Task to complete:
Among the entries, which lines carry the string "Thanks"? Copy each of them.
*** Opening of Material provided ***
PR #233, opened 2015-03-04
Avoid a deadlock when changing channel assignments (bsc#918549)

moio:
Avoids a deadlock condition between update_needed_cache and subscribe_server.

In depth information, including reproducer code, is available at:

http://www.moioli.net/progetti/a-postgres-deadlock-bug-case-study/

This post is actually introduced by those two accompanying posts, which may also be relevant for you:

http://www.moioli.net/progetti/deadlocks-in-postgres-101/
http://www.moioli.net/progetti/postgres-deadlocks-debugging-guidelines/

This is the first deadlock bug I try to fix in the Spacewalk codebase, so I am _very_ happy to hear from you about this - is my reasoning correct? Can you reproduce the issue? Is the solution acceptable, can it be improved?

Thanks very much in advance!


sdherr:
Wow, nice write-up. What an unfortunate problem. Yes, I agree that your reasoning is correct and that this is the correct solution. Here's to hoping that adding the explicit lock doesn't open up another deadlock somewhere else.

Committing as b0a27c0f22c2da5054a6543563e97790691c6711.

PR #394, opened 2020-02-26
Default Confs now in subfolder. No more accidentally sending your password

TeoTwawki:
**_I affirm:_**

Moved them to a new subdirectory and added the original location to ignore list. Put a read me file in the original location to tell new people how to use the confs. Perhaps a afutture update can auto-copy any "missing" file from the default directory.

Also: adjusted some settings to be modern retail in the defaults. Existing servers will be retaining modified confs, this won't affect them. 

**Left speed settings alone** because while modern retails base has moved from 40 to 50, the database has a mix of the 2 for mobs and NPCs. And I think for players the base for what "0" is should be modified before changing the default setting here. Right now 0 = 40 and we I feel should either make that 50 or make 0 actually be 0 and set the default setting to 50.


ibm2431 (approved):

conf/default/map.conf
```diff
@@ -100,8 +100,8 @@ speed_mod: 0
 mob_speed_mod: 0
 
 #Allows you to manipulate the constant multiplier in the skill-up rate formulas, having a potent effect on skill-up rates.
-skillup_chance_multiplier: 2.5
-craft_chance_multiplier: 2.6
+skillup_chance_multiplier: 1.0
```
kaincenteno:
```suggestion
skillup_chance_multiplier: 1.0
craft_chance_multiplier: 1.0
```
Is this the current chance on retail?

TeoTwawki: See the commit comment. Settings should be for adjusting _from_ retail, but I have my personal doubts as to the retail accuracy of what should be the baseline stock retail level. As far as I know every server has this above 1.0

TeoTwawki: See the commit comment. Settings should be for adjusting _from_ retail, but I have my personal doubts as to the retail accuracy of what should be the baseline stock retail level. As far as I know every server has this above 1.0

TeoTwawki: See the commit comment. Settings should be for adjusting _from_ retail, but I have my personal doubts as to the retail accuracy of what should be the baseline stock retail level. As far as I know every server has this above 1.0

TeoTwawki: See the commit comment. Settings should be for adjusting _from_ retail, but I have my personal doubts as to the retail accuracy of what should be the baseline stock retail level. As far as I know every server has this above 1.0

TeoTwawki: See the commit comment. Settings should be for adjusting _from_ retail, but I have my personal doubts as to the retail accuracy of what should be the baseline stock retail level. As far as I know every server has this above 1.0

TeoTwawki: Thanks shithub

PR #395, opened 2020-02-26
Updated levels to match current retail

kaincenteno:
**_I affirm:_**


TeoTwawki:
https://github.com/project-topaz/topaz/blob/master/conf/map.conf#L170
*** Close of Material provided ***
Response area:
Thanks very much in advance!
TeoTwawki: Thanks shithub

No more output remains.